Here are some records; return them all exactly.

________________________________________

PR #2301, opened 2023-12-18
Allow getters FocalLength{X,Y} for isotropic models

sarlinpe:
Simplify the higher level logic, especially for Python users (https://github.com/colmap/pycolmap/issues/199).

By the way: what is the rationale for using debug checks `DCHECK_*` instead of `CHECK_*` in `scene/camera.h` getters and setters?

### DIFF
--- a/src/colmap/scene/camera.h
+++ b/src/colmap/scene/camera.h
@@ -160,11 +160,7 @@ double Camera::FocalLengthX() const {
 
 double Camera::FocalLengthY() const {
   const span<const size_t> idxs = FocalLengthIdxs();
-  size_t idx = 1;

________________________________________

■ TASK SOLUTION
PR #2301, opened 2023-12-18
Allow getters FocalLength{X,Y} for isotropic models

sarlinpe:
Simplify the higher level logic, especially for Python users (https://github.com/colmap/pycolmap/issues/199).

By the way: what is the rationale for using debug checks `DCHECK_*` instead of `CHECK_*` in `scene/camera.h` getters and setters?

### DIFF
--- a/src/colmap/scene/camera.h
+++ b/src/colmap/scene/camera.h
@@ -160,11 +160,7 @@ double Camera::FocalLengthX() const {
 
 double Camera::FocalLengthY() const {
   const span<const size_t> idxs = FocalLengthIdxs();
-  size_t idx = 1;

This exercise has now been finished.